IκBζ regulates the development of nonalcoholic fatty liver disease through the attenuation of hepatic steatosis in mice.

IκBζ is a transcriptional regulator that augments inflammatory responses from the Toll-like receptor or interleukin signaling. These innate immune responses contribute to the progression of nonalcoholic fatty liver disease (NAFLD); however, the role of IκBζ in the pathogenesis of NAFLD remains elusive. We investigated whether IκBζ was involved in the progression of NAFLD in mice. We generated hepatocyte-specific IκBζ-deficient mice (Alb-Cre; Nfkbizfl/fl) by crossing Nfkbizfl/fl mice with Alb-Cre transgenic mice. NAFLD was induced by feeding the mice a choline-deficient, L-amino acid-defined, high-fat diet (CDAHFD). CDAHFD-induced IκBζ expression in the liver was observed in Nfkbizfl/fl mice, but not in Alb-Cre; Nfkbizfl/fl mice.

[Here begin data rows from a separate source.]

PR #10539, opened 2021-10-18
Show form validation errors if an integration is published or if the …

shinde-rahul:

| Q  | A
| --- | ---
| Bug fix? | Y
| New feature? | 
| Automated tests included? | 
| BC breaks? | 
| Deprecations? | 

[//]: # ( Required: )
#### Description:
The problem with this is that form validation was ignored for integrations that are not already authorized but you can't authorize without API keys. This PR changes the behavior to instead show form validation errors if the plugin is published or if the authorize button was clicked which typically happens before publishing.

Contrary to our initial expectation, IκBζ deletion in hepatocytes accelerated the progression of NAFLD after CDAHFD treatment. Although the increased expression of inflammatory cytokines and apoptosis-related proteins by CDAHFD remained unchanged between Nfkbizfl/fl and Alb-Cre; Nfkbizfl/fl mice, early-stage steatosis of the liver was significantly augmented in Alb-Cre; Nfkbizfl/fl mice. Overexpression of IκBζ in hepatocytes via the adeno-associated virus vector attenuated liver steatosis caused by the CDAHFD in wild-type C57BL/6 mice. This preventive effect of IκBζ overexpression on steatosis was not observed without transcriptional activity. Microarray analysis revealed a correlation between IκBζ expression and the changes of factors related to triglyceride biosynthesis and lipoprotein uptake. Our data suggest that hepatic IκBζ attenuates the progression of NAFLD possibly through the regulation of the factors related to triglyceride metabolism.

Induction of IκBζ Augments Cytokine and Chemokine Production by IL-33 in Mast Cells.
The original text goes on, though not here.